Her team has 30 super trainers but is trialling a new model in which medical staff train other doctors. 58 doctors have put their hands up to be EMR trainers, which Ms McLeod said showed that clinicians were fully engaged in the roll-out.
“They picked this system – we had 24 clinicians involved in the evaluation panel,” she said. “They picked this system and they were involved in configuring this system and now they want to take the lead in educating their colleagues.”
Training will begin in earnest seven weeks ahead of go-live, and more than 200 superusers will be on hand post go-live, as will 24/7 supernumerary support. The team has even set up two “command centres” – one with space for 60 staff and one to look after the superusers. The hospital will also reduce outpatient activity in the first weeks of go-live.
“We will have personalisation labs so clinicians will have their favourites set prior to go-live and our project team is employed right up until six months post go-live,” she said. “The first four to six weeks is stabilisation and everything just gets fixed, and then we’ll move into an optimisation phase after that. Ongoing, we think we will have something like 40 EFT to look after this system.”
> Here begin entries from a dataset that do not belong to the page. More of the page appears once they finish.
PR #2333, opened 2019-08-28
feat(metrics): add subscription events and new top funnel event

### LINKED ISSUE #988: Add support for a new top of funnel event
Event Name = `fxa_subscribe - view`
Event Properties = `product_id`
User Properties = none

@irrationalagent  on Slack says "right now we log those types of events by having the relying party ping this endpoint https://github.com/mozilla/fxa/blob/627380f39ceda34c77cd9c5f65c1ab6f6051581f/packages/fxa-content-server/server/lib/routes/get-metrics-flow.js and then we log an event on our side in response. but we only log one type of event currently, so we will need to add support for the fxa_subscribe - view event there"

See the [product requirements](https://docs.google.com/document/d/1d39yRiYt4rhahtMae04Pwcx5vldNQJeF1grz_KO8qJw/edit#)

bbangert:
Modeled on some bits of mozilla/fxa#2318 to add a new top level funnel event as well as the other events required for the subscription platform.

Closes #988


packages/fxa-content-server/server/lib/routes/get-metrics-flow.js
```diff
@@ -136,6 +141,25 @@ module.exports = function(config) {
         metricsData,
         req
       );
+    } else if (metricsData.form_type === FORM_TYPE_SUBSCRIBE) {
```
philbooth: 3 lookups against the same variable is probably the point at which I'd change this block to a `switch` or, even better, just have a map of `form_type` to `type` properties so that we can ditch the condition entirely and emit the events declaratively (if you see what I mean).

packages/fxa-shared/metrics/amplitude.js
```diff
@@ -19,6 +19,12 @@ const GROUPS = {
   registration: 'fxa_reg',
   settings: 'fxa_pref',
   sms: 'fxa_sms',
+  sub: 'fxa_subscribe',
+  subCancel: 'fxa_subscribe_cancel',
+  subManage: 'fxa_subscribe_manage',
+  subPayManage: 'fxa_pay_manage',
+  subPaySetup: 'fxa_pay_setup',
+  subSupport: 'fxa_subscribe_support',
```
philbooth: What are all these? Don't seem to be used, unless I'm missing something...

packages/fxa-content-server/server/lib/routes/get-metrics-flow.js
```diff
@@ -98,31 +109,13 @@ module.exports = function(config) {
...
-          flowTime: flowBeginTime,
-          time: flowBeginTime,
-          type: ENTER_EMAIL_FLOW_EVENT_NAME,
-        },
-        metricsData,
-        req
-      );
-    } else if (metricsData.form_type === FORM_TYPE_BUTTON) {
+    const metricTypes = FORM_TYPES[metricsData.form_type];
+    if (metricTypes) {
```
philbooth: Exactly what I had in mind, thanks. :+1:

PR #2355, opened 2019-08-28
feat(support form): add subscription plan dropdown

### LINKED ISSUE #2279: Add dropdown to Support form
Please add a dropdown to the top of the support form. It will only have two options ("Secure Proxy" and "Other"). Set the default to Secure Proxy. 

_Purpose: (1) We will need this drop down when we have more than one subscription, so this will scale faster, and (2) viewers of the support demo noted the current UI doesn't mention Secure Proxy, this solves for that issue without adding unnecessary copy._ 

Support Form (Filled out)

chenba:
Fixes #2279 

@mozilla/fxa-devs r?

### DIFF
--- a/packages/fxa-content-server/app/scripts/views/support.js
+++ b/packages/fxa-content-server/app/scripts/views/support.js
@@ -3,6 +3,7 @@
  * file, You can obtain one at http://mozilla.org/MPL/2.0/. */
 
 import $ from 'jquery';
+import _ from 'underscore';
 import allowOnlyOneSubmit from './decorators/allow_only_one_submit';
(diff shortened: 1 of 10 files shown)


bbangert:
Rebase to master should fix the email-service failure.

packages/fxa-content-server/app/scripts/views/support.js
```diff
@@ -137,6 +159,11 @@ const SupportView = BaseView.extend({
     });
   },
 
+  navigateOnCancel(e) {
+    e.preventDefault();
```
chenba: The cancel button never worked correctly(?!) because we didn't do this.  A functional test is added in the PR for this also.

PR #2361, opened 2019-08-29
fix(codes): Updates to sign-up codes from user testing

vbudhram:


vbudhram:
Closing this down for now, I'll reopen when it is in a better state.

PR #2369, opened 2019-08-30
Will use the system path instead of the local path

Lourens-Rich:


vladikoff:
Why do you need this? 

We provide the bin from the local node_modules dir: https://github.com/mozilla/fxa/blob/master/_scripts/install_packages.sh#L39

PR #2357, opened 2019-08-29
Merge Train 144

vbudhram:

PR #2377, opened 2019-09-02
Merge train-144 into master

philbooth:
Replaces #2357; the other PR needed to pick up the audit fix made by @6a68 last week.

Merging from the `train-144-merge` branch because I already had it left over from #2328, with that fix. So I just merged `train-144` into that and hey presto.

@mozilla/fxa-devs r?


philbooth:
Note, we probably want to merge this before tagging train 145, if we don't want to get ourselves in a pickle with version string and changelog merge conflicts.

Issue #2305, opened 2019-08-22
[Meta] Async/await conversion of auth server routes and libs


jaredhirsch:
Copying over the list of routes from #2286. Add your name next to a checkbox item if you start refactoring it.

- [x] account.js **@chenba**, #3655
- [x] attached-clients.js (already using async/await)
- [x] defaults.js **@shane-tomlinson** 
- [x] devices-and-sessions.js **@philbooth**, #2301
- [x] emails.js **@chenba** https://github.com/mozilla/fxa/pull/2324
- [X] idp.js (made no promises)
- [X] index.js (made no promises)
- [x] oauth.js (already using async/await)
- [ ] password.js **@6a68 working on this one**
- [x] recovery-codes.js **@philbooth**, #2387
- [x] recovery-key.js **@philbooth**, #2386
- [x] security-events.js (already using async/await)
- [x] session.js **@philbooth**, #2384
- [x] sign.js @dannycoates
- [x] signin-codes.js **@philbooth**, #2383
- [x] sms.js **@philbooth**, #2382
- [x] subscriptions.js (already using async/await)
- [x] support.js (already using async/await)
- [x] token-codes.js **@philbooth**, #2381
- [x] totp.js
- [x] unblock-codes.js PR #2292
- [x] util.js
- [x] utils/clients.js (made no promises)
- [x] utils/email.js  (made no promises)
- [x] utils/oauth.js (already using async/await)
- [x] utils/request_helper.js  (made no promises)
- [x] utils/signin.js **shane-tomlinson**
- [x] utils/signup.js  (@bbangert)
- [x] utils/subscriptions.js (already using async/await)
- [x] utils/otp.js  (@bbangert)
- [x] validators.js  (made no promises)

Some non-routes libs that we can also investigate and convert:

(Note, the number at the end is the number of instances of `.then` in the file)

- [x] metrics/amplitude.js (3) (@shane-tomlinson)
- [x] metrics/events.js (8) (@shane-tomlinson)
- [x] metrics/context.js (3) (@bbangert)
- [x] crypto/random.js (3)
- [x] crypto/password.js (5)
- [x] scheme-refresh-token.js (5) (@bbangert)
- [x] customs.js (5) (@bbangert)
- [x] subhub/client.js (1)
- [x] features.js (1)
- [x] cache.js (4) (@bbangert)
- [x] server.js (6) (@bbangert)
- [x] db.js (51) (@bbangert)
- [x] pushbox.js (2)
[...]

PR #2382, opened 2019-09-03
refactor(api): prefer async/await in sms routes

philbooth:
Related to #2305.

@mozilla/fxa-devs r?

### DIFF
--- a/packages/fxa-auth-server/lib/routes/sms.js
+++ b/packages/fxa-auth-server/lib/routes/sms.js
@@ -49,79 +49,51 @@ module.exports = (log, db, config, customs, sms) => {
         request.validateMetricsContext();
 
         const sessionToken = request.auth.credentials;
-        const phoneNumber = request.payload.phoneNumber;
-        const templateName = TEMPLATE_NAMES.get(request.payload.messageId);
+        const { messageId, phoneNumber } = request.payload;
+        const templateName = TEMPLATE_NAMES.get(messageId);
         const acceptLanguage = request.app.acceptLanguage;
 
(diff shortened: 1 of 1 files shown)


packages/fxa-auth-server/lib/routes/sms.js
```diff
@@ -49,79 +49,51 @@ module.exports = (log, db, config, customs, sms) => {
...
+          signinCode = await db.createSigninCode(
+            sessionToken.uid,
+            metricsContext.flow_id
           );
         }
 
-        function logSuccess() {
-          return request.emitMetricsEvent(`sms.${templateName}.sent`);
-        }
+        await sms.send(phoneNumber, templateName, acceptLanguage, signinCode);
```
shane-tomlinson: What happens if `request.app.features.has('signinCodes')` returns `false`, there won't be a signin code to send.

philbooth: We have two links in config, one to use when there is a `signinCode` and one when there isn't it. So the SMS gets sent in both cases:

https://github.com/mozilla/fxa/blob/c27c02379581873b02d61255123f36805ee0ec1f/packages/fxa-auth-server/lib/senders/sms.js#L159-L166

shane-tomlinson: Thanks for that info. Do we ever use that non-signinCode SMS anymore? Should a follow on be opened to remove it if not?

philbooth: Great question! I'll have to do some research to find out the answer though.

Ms McLeod is under no illusion that her task is huge – it is a $48 million project and perhaps the largest IT project in Victoria at the moment – and that many staff are worries about what will face them on the day their pens and paper are taken away.
However, she believes it will be a success. “You have to be honest with your staff but you have to say we will do whatever it takes to help you with this. You have to plan beyond go-live because go-live is just the start.
“It is a sprint to get to the starting block but this EMR will be with us for 20 years – it’s like a child and we have to nurture it and nourish it and make sure we have the right supports in place so we can make the best of it.